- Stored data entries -
PR #4575, opened 2024-12-13
Remove SQL for (most) Ledger State

### LINKED ISSUE #4503: Make Background Eviction Mandatory
Starting in protocol 23, all validators need to run background eviction. There is no reason to run main thread eviction, so we should remove the flag and make background eviction required.

SirTyson:
# Description

Resolves #4503 and #4502

This change removes SQL support for all ledger state, except for the offers table. It also enforces background eviction. In order to not break Horizon, core will not crash if any of the old flags or config settings are used. Instead it will print a warning and ignore the flags. The flags should be removed in the next protocol release.

# Checklist
- [x] Compiles
- [x] Ran all tests


src/catchup/ApplyBucketsWork.cpp
```diff
@@ -120,32 +101,10 @@ ApplyBucketsWork::doReset()
...
-                {
-                    rootAcc.erase();
-                }
-                ltx.commit();
-            }
-        }
+        // The current size of this set is 1.6 million during BucketApply
+        // (as of 12/20/23). There's not a great way to estimate this, so
+        // reserving with some extra wiggle room
+        mSeenKeys.reserve(2'000'000);
```
marta-lokhova, line 107: nit: avoid magic numbers, a bit clearer to use a static const

src/database/Database.cpp
```diff
@@ -252,13 +252,8 @@ Database::upgradeToCurrentSchema()
...
 
-    // While not really a schema upgrade, we need to upgrade the DB when
-    // BucketListDB is enabled.
-    if (mApp.getConfig().isUsingBucketListDB())
-    {
-        // Tx meta column no longer supported in BucketListDB
-        dropTxMetaIfExists();
-    }
+    // Tx meta column no longer supported
+    dropTxMetaIfExists();
```
marta-lokhova, line 256: this can go away now: DB schema version 23 drops txhistory table completely!

src/main/ApplicationImpl.cpp
```diff
@@ -734,67 +642,35 @@ ApplicationImpl::validateAndLogConfig()
...
-    if (mConfig.DEPRECATED_SQL_LEDGER_STATE)
+    auto pageSizeExp = mConfig.BUCKETLIST_DB_INDEX_PAGE_SIZE_EXPONENT;
+    if (pageSizeExp != 0)
     {
-        if (mPersistentState->getState(PersistentState::kDBBackend) ==
-            BucketIndex::DB_BACKEND_STATE)
+        // If the page size is less than 256 bytes, it is essentially
+        // indexing individual keys, so page size should be set to 0
+        // instead.
+        if (pageSizeExp < 8)
```
marta-lokhova, line 650: nit: avoid magic numbers, same for line 660

src/main/Config.cpp
```diff
@@ -1082,16 +1081,20 @@ Config::processConfig(std::shared_ptr<cpptoml::table> t)
...
                 // Still support EXPERIMENTAL_BUCKETLIST_DB* flags for
                 // captive-core for 21.0 release, remove in 21.1 release
                 {"EXPERIMENTAL_BUCKETLIST_DB",
                  [&]() {
-                     DEPRECATED_SQL_LEDGER_STATE = !readBool(item);
                      CLOG_WARNING(
                          Bucket,
-                         "EXPERIMENTAL_BUCKETLIST_DB flag is deprecated, "
-                         "use DEPRECATED_SQL_LEDGER_STATE=false instead.");
+                         "EXPERIMENTAL_BUCKETLIST_DB flag is deprecated. "
```
marta-lokhova, line 1096: the comment says  EXPERIMENTAL_BUCKETLIST_DB can be removed after v21.1, can we remove those or is the comment inaccurate?

src/main/Config.cpp
```diff
@@ -1082,16 +1081,20 @@ Config::processConfig(std::shared_ptr<cpptoml::table> t)
                          "is ignored. Please remove from config");
                  }},
                 {"DEPRECATED_SQL_LEDGER_STATE",
-                 [&]() { DEPRECATED_SQL_LEDGER_STATE = readBool(item); }},
+                 [&]() {
+                     CLOG_WARNING(
```
marta-lokhova, line 1085: Are we ok with silently migrating to BucketListDB? (and deleting ledger state tables without explicitly flagging this to operators)

src/main/PersistentState.h
```diff
@@ -46,9 +46,9 @@ class PersistentState
     setSCPStateV1ForSlot(uint64 slot, std::string const& value,
                          std::unordered_map<Hash, std::string> const& txSets);
 
-    bool shouldRebuildForType(LedgerEntryType let);
-    void clearRebuildForType(LedgerEntryType let);
-    void setRebuildForType(LedgerEntryType let);
+    bool shouldRebuildForOfferTable();
```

- Directions for this task -
Each entry shown above must be retyped word for word.

- Answer for the task -
PR #4575, opened 2024-12-13
Remove SQL for (most) Ledger State

### LINKED ISSUE #4503: Make Background Eviction Mandatory
Starting in protocol 23, all validators need to run background eviction. There is no reason to run main thread eviction, so we should remove the flag and make background eviction required.

SirTyson:
# Description

Resolves #4503 and #4502

This change removes SQL support for all ledger state, except for the offers table. It also enforces background eviction. In order to not break Horizon, core will not crash if any of the old flags or config settings are used. Instead it will print a warning and ignore the flags. The flags should be removed in the next protocol release.

# Checklist
- [x] Compiles
- [x] Ran all tests


src/catchup/ApplyBucketsWork.cpp
```diff
@@ -120,32 +101,10 @@ ApplyBucketsWork::doReset()
...
-                {
-                    rootAcc.erase();
-                }
-                ltx.commit();
-            }
-        }
+        // The current size of this set is 1.6 million during BucketApply
+        // (as of 12/20/23). There's not a great way to estimate this, so
+        // reserving with some extra wiggle room
+        mSeenKeys.reserve(2'000'000);
```
marta-lokhova, line 107: nit: avoid magic numbers, a bit clearer to use a static const

src/database/Database.cpp
```diff
@@ -252,13 +252,8 @@ Database::upgradeToCurrentSchema()
...
 
-    // While not really a schema upgrade, we need to upgrade the DB when
-    // BucketListDB is enabled.
-    if (mApp.getConfig().isUsingBucketListDB())
-    {
-        // Tx meta column no longer supported in BucketListDB
-        dropTxMetaIfExists();
-    }
+    // Tx meta column no longer supported
+    dropTxMetaIfExists();
```
marta-lokhova, line 256: this can go away now: DB schema version 23 drops txhistory table completely!

src/main/ApplicationImpl.cpp
```diff
@@ -734,67 +642,35 @@ ApplicationImpl::validateAndLogConfig()
...
-    if (mConfig.DEPRECATED_SQL_LEDGER_STATE)
+    auto pageSizeExp = mConfig.BUCKETLIST_DB_INDEX_PAGE_SIZE_EXPONENT;
+    if (pageSizeExp != 0)
     {
-        if (mPersistentState->getState(PersistentState::kDBBackend) ==
-            BucketIndex::DB_BACKEND_STATE)
+        // If the page size is less than 256 bytes, it is essentially
+        // indexing individual keys, so page size should be set to 0
+        // instead.
+        if (pageSizeExp < 8)
```
marta-lokhova, line 650: nit: avoid magic numbers, same for line 660

src/main/Config.cpp
```diff
@@ -1082,16 +1081,20 @@ Config::processConfig(std::shared_ptr<cpptoml::table> t)
...
                 // Still support EXPERIMENTAL_BUCKETLIST_DB* flags for
                 // captive-core for 21.0 release, remove in 21.1 release
                 {"EXPERIMENTAL_BUCKETLIST_DB",
                  [&]() {
-                     DEPRECATED_SQL_LEDGER_STATE = !readBool(item);
                      CLOG_WARNING(
                          Bucket,
-                         "EXPERIMENTAL_BUCKETLIST_DB flag is deprecated, "
-                         "use DEPRECATED_SQL_LEDGER_STATE=false instead.");
+                         "EXPERIMENTAL_BUCKETLIST_DB flag is deprecated. "
```
marta-lokhova, line 1096: the comment says  EXPERIMENTAL_BUCKETLIST_DB can be removed after v21.1, can we remove those or is the comment inaccurate?

src/main/Config.cpp
```diff
@@ -1082,16 +1081,20 @@ Config::processConfig(std::shared_ptr<cpptoml::table> t)
                          "is ignored. Please remove from config");
                  }},
                 {"DEPRECATED_SQL_LEDGER_STATE",
-                 [&]() { DEPRECATED_SQL_LEDGER_STATE = readBool(item); }},
+                 [&]() {
+                     CLOG_WARNING(
```
marta-lokhova, line 1085: Are we ok with silently migrating to BucketListDB? (and deleting ledger state tables without explicitly flagging this to operators)

src/main/PersistentState.h
```diff
@@ -46,9 +46,9 @@ class PersistentState
     setSCPStateV1ForSlot(uint64 slot, std::string const& value,
                          std::unordered_map<Hash, std::string> const& txSets);
 
-    bool shouldRebuildForType(LedgerEntryType let);
-    void clearRebuildForType(LedgerEntryType let);
-    void setRebuildForType(LedgerEntryType let);
+    bool shouldRebuildForOfferTable();
```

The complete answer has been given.